PR #663, opened 2026-05-05
feat: exchange v2 messages

ThomasRalee:
## Summary by CodeRabbit

* **New Features**
  * SDK now exposes a broad set of Exchange V2 messages (deposits, withdrawals, spot/derivative/binary orders, batch ops, margin adjustments, market launches, liquidations, stake grants, reclaim/opt-out, sign/external transfers) with full serialization and signing adapters.

* **EIP‑712 / Web3 Gateway**
  * Added EIP‑712 v2 compatibility and improved Web3 Gateway mappings (including expiration_block handling).

* **Tests**
  * Comprehensive unit and EIP‑712 integration tests validating new V2 message formats and signing paths.

### DIFF
--- a/packages/sdk-ts/src/core/modules/exchange/msgs/MsgAdminUpdateBinaryOptionsMarketV2.ts
+++ b/packages/sdk-ts/src/core/modules/exchange/msgs/MsgAdminUpdateBinaryOptionsMarketV2.ts
@@ -1,4 +1,5 @@
 import { toChainFormat } from '@injectivelabs/utils'
+import { GeneralException } from '@injectivelabs/exceptions'
 import * as InjectiveExchangeV2TxPb from '@injectivelabs/core-proto-ts-v2/generated/injective/exchange/v2/tx_pb'
 import * as InjectiveExchangeV2MarketPb from '@injectivelabs/core-proto-ts-v2/generated/injective/exchange/v2/market_pb'
 import { MsgBase } from '../../MsgBase.js'
@@ -91,19 +92,12 @@ export default class MsgAdminUpdateBinaryOptionsMarketV2 extends MsgBase<
     }
   }
 
-  public toEip712() {
-    const amino = this.toAmino()
-    const { type, value } = amino
-
-    const messageAdjusted = {
-      ...value,
-      settlement_price: toChainFormat(value.settlement_price).toFixed(),
-    }
-
-    return {
-      type,
-      value: messageAdjusted,
-    }
+  public toEip712(): never {
+    throw new GeneralException(
+      new Error(
+        'EIP712 v1 is not supported for MsgAdminUpdateBinaryOptionsMarket, use toEip712V2 instead.',
+      ),
+    )
   }
 
   public toEip712V2() {
--- a/packages/sdk-ts/src/core/modules/exchange/msgs/MsgAdminUpdateBinaryOptionsMarketV2.ts
+++ b/packages/sdk-ts/src/core/modules/exchange/msgs/MsgAdminUpdateBinaryOptionsMarketV2.ts
@@ -1,0 +1,136 @@
+import { toChainFormat } from '@injectivelabs/utils'
+import * as InjectiveExchangeV2TxPb from '@injectivelabs/core-proto-ts-v2/generated/injective/exchange/v2/tx_pb'
+import * as InjectiveExchangeV2MarketPb from '@injectivelabs/core-proto-ts-v2/generated/injective/exchange/v2/market_pb'
+import { MsgBase } from '../../MsgBase.js'
+import { numberToCosmosSdkDecString } from '../../../../utils/numbers.js'
+
+export declare namespace MsgAdminUpdateBinaryOptionsMarketV2 {
+  export interface Params {
+    sender: string
+    marketId: string
+    settlementPrice: string
+    expirationTimestamp: string
+    settlementTimestamp: string
+    status: InjectiveExchangeV2MarketPb.MarketStatus
+  }
+
+  export type Proto = InjectiveExchangeV2TxPb.MsgAdminUpdateBinaryOptionsMarket
+}
+
+const createMessage = (params: MsgAdminUpdateBinaryOptionsMarketV2.Params) => {
+  const message =
+    InjectiveExchangeV2TxPb.MsgAdminUpdateBinaryOptionsMarket.create({
+      sender: params.sender,
+      marketId: params.marketId,
+      settlementPrice: params.settlementPrice,
+      expirationTimestamp: BigInt(params.expirationTimestamp),
+      settlementTimestamp: BigInt(params.settlementTimestamp),
+      status: params.status,
+    })
+
+  return message
+}
+
+/**
+ * @category Messages
+ */
+export default class MsgAdminUpdateBinaryOptionsMarketV2 extends MsgBase<
+  MsgAdminUpdateBinaryOptionsMarketV2.Params,
+  MsgAdminUpdateBinaryOptionsMarketV2.Proto
+> {
+  static fromJSON(
+    params: MsgAdminUpdateBinaryOptionsMarketV2.Params,
+  ): MsgAdminUpdateBinaryOptionsMarketV2 {
+    return new MsgAdminUpdateBinaryOptionsMarketV2(params)
+  }
+
+  public toProto() {
+    const { params: initialParams } = this
+
+    const params = {
+      ...initialParams,
+      settlementPrice: toChainFormat(initialParams.settlementPrice).toFixed(),
+    } as MsgAdminUpdateBinaryOptionsMarketV2.Params
+
+    return createMessage(params)
+  }
+
+  public toData() {
+    const proto = this.toProto()
+
+    return {
+      '@type': '/injective.exchange.v2.MsgAdminUpdateBinaryOptionsMarket',
+      ...proto,
+    }
+  }
+
+  public toAmino() {
+    const { params } = this
+    const message = {
+      sender: params.sender,
+      market_id: params.marketId,
+      settlement_price: params.settlementPrice,
+      expiration_timestamp: params.expirationTimestamp,
+      settlement_timestamp: params.settlementTimestamp,
+      status: params.status,
+    }
+
+    return {
+      type: 'exchange/MsgAdminUpdateBinaryOptionsMarket',
+      value: message,
+    }
+  }
+
+  public toWeb3Gw() {
+    const amino = this.toAmino()
+    const { value } = amino
+
+    return {
+      '@type': '/injective.exchange.v2.MsgAdminUpdateBinaryOptionsMarket',
+      ...value,
+    }
+  }
+
+  public toEip712() {
+    const amino = this.toAmino()
+    const { type, value } = amino
+
+    const messageAdjusted = {
+      ...value,
+      settlement_price: toChainFormat(value.settlement_price).toFixed(),
+    }
+
+    return {
+      type,
+      value: messageAdjusted,
+    }
+  }
+
+  public toEip712V2() {
+    const { params } = this
+    const web3gw = this.toWeb3Gw()
+
+    const messageAdjusted = {
+      ...web3gw,
+      settlement_price: numberToCosmosSdkDecString(params.settlementPrice),
+      status: InjectiveExchangeV2MarketPb.MarketStatus[params.status],
+    }
+
+    return messageAdjusted
+  }
+
+  public toDirectSign() {
+    const proto = this.toProto()
+
+    return {
+      type: '/injective.exchange.v2.MsgAdminUpdateBinaryOptionsMarket',
+      message: proto,
+    }
+  }
+
+  public toBinary(): Uint8Array {
+    return InjectiveExchangeV2TxPb.MsgAdminUpdateBinaryOptionsMarket.toBinary(
+      this.toProto(),
+    )
+  }
+}
--- a/packages/sdk-ts/src/core/modules/exchange/msgs/MsgBatchUpdateOrdersV2.ts
+++ b/packages/sdk-ts/src/core/modules/exchange/msgs/MsgBatchUpdateOrdersV2.ts
@@ -13,6 +13,7 @@ interface SpotOrderToCreate {
   price: string
   quantity: string
   cid?: string
+  expirationBlock?: string
 }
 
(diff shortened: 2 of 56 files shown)


packages/sdk-ts/src/core/modules/exchange/msgs/MsgInstantBinaryOptionsMarketLaunchV2.ts
```diff
@@ -0,0 +1,199 @@
...
+      ),
+      min_quantity_tick_size: numberToCosmosSdkDecString(
+        params.market.minQuantityTickSize,
+      ),
+      min_notional: numberToCosmosSdkDecString(params.market.minNotional),
+      taker_fee_rate: numberToCosmosSdkDecString(params.market.takerFeeRate),
+      maker_fee_rate: numberToCosmosSdkDecString(params.market.makerFeeRate),
+      oracle_type:
+        InjectiveOracleV1Beta1OraclePb.OracleType[params.market.oracleType],
+      open_notional_cap: {},
```
ivan-angjelkoski, line 167: ⚠️ **Potential issue — `MsgInstantBinaryOptionsMarketLaunchV2` silently drops the new `open_notional_cap` proto field**

The v2 proto `injective.exchange.v2.MsgInstantBinaryOptionsMarketLaunch` adds a new field at position 16:

```ts
openNotionalCap?: OpenNotionalCap;
```

(see `core-proto-ts-v2/generated/injective/exchange/v2/tx_pb.d.ts`). The v1beta1 message did not have this field — it is one of the headline additions in v2.

In this V2 SDK message the field is missing from `Params`, never assigned in `toProto()`, never emitted in `toAmino()`/`toWeb3Gw()`, and only appears in `toEip712V2()` as a hard-coded empty placeholder `open_notional_cap: {}`. Net effect:

1. Callers cannot pass an `openNotionalCap` value; the proto field is permanently `undefined`.
2. `toEip712V2()` and `toWeb3Gw()` disagree on shape — the v2 typed-data schema declares an `open_notional_cap` field that the broadcast amino value never includes, so signed bytes won't match the tx that actually goes on-chain when a non-empty cap is set.
3. Any future caller that expects the SDK to round-trip a non-empty cap will silently lose data.

Either expose `openNotionalCap` in `Params` and wire it through `toProto`/`toAmino`/`toWeb3Gw`/`toEip712V2`, or — if the chain currently mandates an empty cap — leave a comment explaining the placeholder and add a `verifyOpenNotionalCapNotSet` style check so we don't accumulate this drift across V2 launches (`MsgUpdateDerivativeMarketV2` already uses the same `new_open_notional_cap: {}` placeholder, so the precedent is mixed).

<details>

```

In `@packages/sdk-ts/src/core/modules/exchange/msgs/MsgInstantBinaryOptionsMarketLaunchV2.ts`
around lines 7 - 199, the new v2 proto field
`MsgInstantBinaryOptionsMarketLaunch.openNotionalCap` (field 16) is dropped:
the `Params` interface does not expose it, `createMessage`/`toProto` never
sets it, `toAmino`/`toWeb3Gw` omit it, and `toEip712V2` only inserts a
hard-coded `open_notional_cap: {}`. Add an optional `openNotionalCap`
field to `Params` (importing `OpenNotionalCap` from
`@injectivelabs/core-proto-ts-v2/generated/injective/exchange/v2/tx_pb`),
forward it through `createMessage` (`openNotionalCap: params.openNotionalCap`),
include `open_notional_cap: params.openNotionalCap` in `toAmino`/`toWeb3Gw`,
and replace the empty placeholder in `toEip712V2` with the user-supplied
value (or `{}` only when `params.openNotionalCap` is undefined). Update
`MsgInstantBinaryOptionsMarketLaunchV2.spec.ts` to assert the field
round-trips. Confirm with the chain team whether
`MsgUpdateDerivativeMarketV2`'s identical `new_open_notional_cap: {}`
placeholder should be addressed in the same way.
```

</details>

ivan-angjelkoski (commented):
## Review summary

Three findings against the new V2 exchange message bundle:

- **Critical** — `MsgInstantBinaryOptionsMarketLaunchV2` drops the new `open_notional_cap` proto field (field 16); `Params` doesn't expose it, the proto/amino values omit it, and only `toEip712V2()` carries an empty `{}` placeholder. Callers cannot set a non-empty cap, and the EIP712 schema diverges from the broadcast value when one *is* set.
- **Verification** — `expirationBlock` is hard-coded to `0` across every V2 create-order code path (`MsgBatchUpdateOrdersV2` + the six `MsgCreate*V2` files + `MsgLiquidatePositionV2`). The proto field exists; please confirm whether the v2 chain handler currently honours it. If yes, expose it in `Params`; if no, leave a one-line comment so the gap is intentional and discoverable.
- **Refactor** — `MsgAdminUpdateBinaryOptionsMarketV2.toEip712()` still returns typed data the chain has already rejected (`spec.ts` skips the V1 round-trip with a `*math.LegacyDec` comment). Mirror `MsgReclaimLockedFundsV2` and throw a `GeneralException` with a clear "use V2" message instead of returning broken bytes.

**Positives:** the per-message spec coverage is thorough — every new file has matching V1 + V2 EIP712 round-trip tests against the chain endpoint, the `'/injective.exchange.v2.*'` type-URL strings are consistent across `toData`/`toAmino`/`toEip712V2`/`toDirectSign`, and the `maps.ts` additions cover all 26 new amino mappings plus the `expiration_block` reflection rule. The pattern carry-over from V1 is clean for the simple messages (`MsgDepositV2`, `MsgWithdrawV2`, `MsgCancelSpotOrderV2`, etc.) and the `MsgBatchUpdateOrdersV2.toEip712Types()` schema-augment workaround is a reasonable solution to the chain's expiration-block schema quirk.

packages/sdk-ts/src/core/modules/exchange/msgs/MsgBatchUpdateOrdersV2.ts
```diff
@@ -0,0 +1,872 @@
...
+    quantity: args.quantity,
+    cid: args.cid,
+  })
+
+  const order = InjectiveExchangeV2OrderPb.SpotOrder.create({
+    marketId: args.marketId,
+    orderType: args.orderType,
+    orderInfo: orderInfo,
+    triggerPrice: args.triggerPrice,
+    expirationBlock: BigInt(0),
```
ivan-angjelkoski: 🔎 **Verification needed — `expirationBlock` is hard-coded to `0` across every V2 create-order path**

The v2 proto `SpotOrder` and `DerivativeOrder` types both expose `expirationBlock: bigint` (a real chain-supported field). This PR introduces eight V2 messages that build orders, and every one of them silently pins it to zero:

- `MsgBatchUpdateOrdersV2.ts`:92, 115, 138 (`createSpotOrder`, `createDerivativeOrder`, `createBinaryOptionOrder`)
- `MsgCreateSpotLimitOrderV2.ts`:37
- `MsgCreateSpotMarketOrderV2.ts` (same pattern)
- `MsgCreateDerivativeLimitOrderV2.ts` (same pattern)
- `MsgCreateDerivativeMarketOrderV2.ts`:39
- `MsgCreateBinaryOptionsLimitOrderV2.ts` (same pattern)
- `MsgCreateBinaryOptionsMarketOrderV2.ts` (same pattern)
- `MsgLiquidatePositionV2.ts`:47-53 (the optional `order` field never receives `expirationBlock`)

Because none of the `Params` interfaces expose the field, callers using the V2 SDK can never produce an order with a non-zero expiration block, even though the chain proto carries the field. The matching `expiration_block: '0'` strings in `toAmino` / `toEip712V2` reinforce the lockout.

Two paths from here:

1. **If v2 chain logic does not yet honour `expiration_block`** — leave the hard-coding in place but add a one-line comment near each `expirationBlock: BigInt(0)` so the gap is intentional and discoverable; otherwise the next person to look will silently re-introduce it.
2. **If the chain does honour it** — expose `expirationBlock?: string` on every order-shaped `Params`, plumb it through `toProto`/`toAmino`/`toEip712V2`, and add at least one spec that round-trips a non-zero value.

Worth confirming with whoever wrote the v2 chain handler — this is the kind of feature gap that's invisible until a market maker asks "why doesn't the SDK support timed orders?".

<details>

```

In `@packages/sdk-ts/src/core/modules/exchange/msgs/MsgBatchUpdateOrdersV2.ts`
around lines 76 - 142, the helpers `createSpotOrder`, `createDerivativeOrder`,
and `createBinaryOptionOrder` hard-code `expirationBlock: BigInt(0)` and the
matching `toAmino`/`toEip712V2` paths emit `expiration_block: '0'`. The same
pattern exists in `MsgCreateSpotLimitOrderV2.ts`,
`MsgCreateSpotMarketOrderV2.ts`, `MsgCreateDerivativeLimitOrderV2.ts`,
`MsgCreateDerivativeMarketOrderV2.ts`, `MsgCreateBinaryOptionsLimitOrderV2.ts`,
`MsgCreateBinaryOptionsMarketOrderV2.ts`, and inside
`MsgLiquidatePositionV2.ts` `createMessage`. Confirm with the chain team
whether `expiration_block` is currently honoured for v2; if it is, add an
optional `expirationBlock?: string` field to each order-shaped `Params`,
thread it through (`expirationBlock: BigInt(params.expirationBlock || 0)`
in proto helpers and `expiration_block: params.expirationBlock || '0'` in
amino/eip712), and add a spec that round-trips a non-zero value. If it is
not honoured yet, add a short comment next to each `BigInt(0)` /
`expiration_block: '0'` site explaining the chain limitation so the next
reader doesn't waste time re-discovering it.
```

</details>

packages/sdk-ts/src/core/modules/exchange/msgs/MsgAdminUpdateBinaryOptionsMarketV2.ts
```diff
@@ -0,0 +1,136 @@
...
+    const messageAdjusted = {
+      ...value,
+      settlement_price: toChainFormat(value.settlement_price).toFixed(),
+    }
+
+    return {
+      type,
+      value: messageAdjusted,
+    }
+  }
```
ivan-angjelkoski: 🛠️ **Refactor suggestion — `toEip712()` produces broken typed data the chain has already rejected; align it with `MsgReclaimLockedFundsV2` and throw**

`MsgAdminUpdateBinaryOptionsMarketV2.spec.ts` skips its own `EIP712 v1` round-trip with the explicit comment:

```ts
// not supported on chain (invalid Go type *math.LegacyDec for settlement_price)
it.skip('EIP712 v1', async () => {
```

…meaning the indexer's `prepareEip712Request` blows up on this message in V1 mode. But the class still publishes a public `toEip712()` (lines 257-270) that builds a `settlement_price: toChainFormat(...).toFixed()` value. A caller picking V1 EIP712 — directly or via a strategy that defaults to V1 — gets bytes that no chain endpoint can verify, with no signal that the path is unsupported.

`MsgReclaimLockedFundsV2` already establishes the precedent for this scenario:

```ts
public toEip712(): never {
  throw new GeneralException(
    new Error('EIP712 is not supported for MsgReclaimLockedFunds.'),
  )
}
```

Mirror that: replace the `toEip712()` body (and `toWeb3Gw` if it shares the same broken `settlement_price` shape — please verify) with a `throw new GeneralException(...)` calling out V1 as unsupported and pointing at `toEip712V2()`. That way the failure surfaces at the call site instead of as an opaque `prepareEip712Request` 4xx in production.

<details>

```suggestion
  public toEip712(): never {
    throw new GeneralException(
      new Error(
        'EIP712 v1 is not supported for MsgAdminUpdateBinaryOptionsMarket on chain (invalid Go type *math.LegacyDec for settlement_price). Use toEip712V2() instead.',
      ),
    )
  }
```

</details>

<details>

```

In `@packages/sdk-ts/src/core/modules/exchange/msgs/MsgAdminUpdateBinaryOptionsMarketV2.ts`
around lines 257 - 270, the `toEip712()` method silently produces typed
data that the chain already rejects (the spec file skips the V1 round-trip
with the comment "not supported on chain (invalid Go type *math.LegacyDec
for settlement_price)"). Mirror the pattern in
`MsgReclaimLockedFundsV2.ts` (lines 74 - 78): change the return type to
`never` and throw a `GeneralException` whose message names V1 as
unsupported and points callers at `toEip712V2()`. Add the
`import { GeneralException } from '@injectivelabs/exceptions'` line at the
top of the file. Also verify `toWeb3Gw()`/`toAmino()` for the same
`settlement_price` shape — if they are equally unsigned-on-chain in V1
mode, throw from those too.
```

</details>

ivan-angjelkoski (commented):
Additional inline findings (continuation of the review above).

ivan-angjelkoski (commented):
summary-only test

ivan-angjelkoski (commented):
## Review summary

Follow-up pass on the latest `fix: ai review` commit — four findings, one critical:

- **Critical** — `MsgInstantBinaryOptionsMarketLaunchV2.toEip712()` is still implemented even though the spec marks it as unsupported on chain (same root cause as `MsgAdminUpdateBinaryOptionsMarketV2`, which the fix commit correctly aligned to throw). It should mirror the throw.
- **Medium** — `MsgCancelSpotOrderV2.toProto()` throws raw `Error` for the new orderHash/cid guard; other V2 messages use `GeneralException` from `@injectivelabs/exceptions`.
- **Medium** — `expiration_block` types-schema patch is duplicated between `MsgBatchUpdateOrdersV2.toEip712Types()` and `MsgLiquidatePositionV2.toEip712Types()`. Extract to a shared helper before the third copy lands.
- **Verification** — `MsgBatchUpdateOrdersV2.toEip712V2()` always emits empty arrays for absent cancel/create lists. Spec only validates the populated-`spotOrdersToCreate` case against the chain; the empty-shape assumption is unverified for the other combinations.

**Positives** — the recent `fix: ai review` commit cleanly addressed the previous round (expiration_block plumbing, the `MsgAdmin*V2.toEip712` throw, removal of the `open_notional_cap: {}` placeholder, and the new orderHash/cid guard on `MsgCancelSpotOrderV2`). The buildSpotOrders/buildDerivativeOrders/buildBinaryOptionOrders helpers in `MsgBatchUpdateOrdersV2` are a nice tightening over the inline V1 pattern, and the `expirationBlock` round-trip spec on `MsgCreateDerivativeLimitOrderV2` is exactly the kind of regression guard worth keeping.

## REQUIRED WORK:
Go through the listing above and list every line that has the word "Medium".

## EXERCISE OUTPUT:
- **Medium** — `MsgCancelSpotOrderV2.toProto()` throws raw `Error` for the new orderHash/cid guard; other V2 messages use `GeneralException` from `@injectivelabs/exceptions`.
- **Medium** — `expiration_block` types-schema patch is duplicated between `MsgBatchUpdateOrdersV2.toEip712Types()` and `MsgLiquidatePositionV2.toEip712Types()`. Extract to a shared helper before the third copy lands.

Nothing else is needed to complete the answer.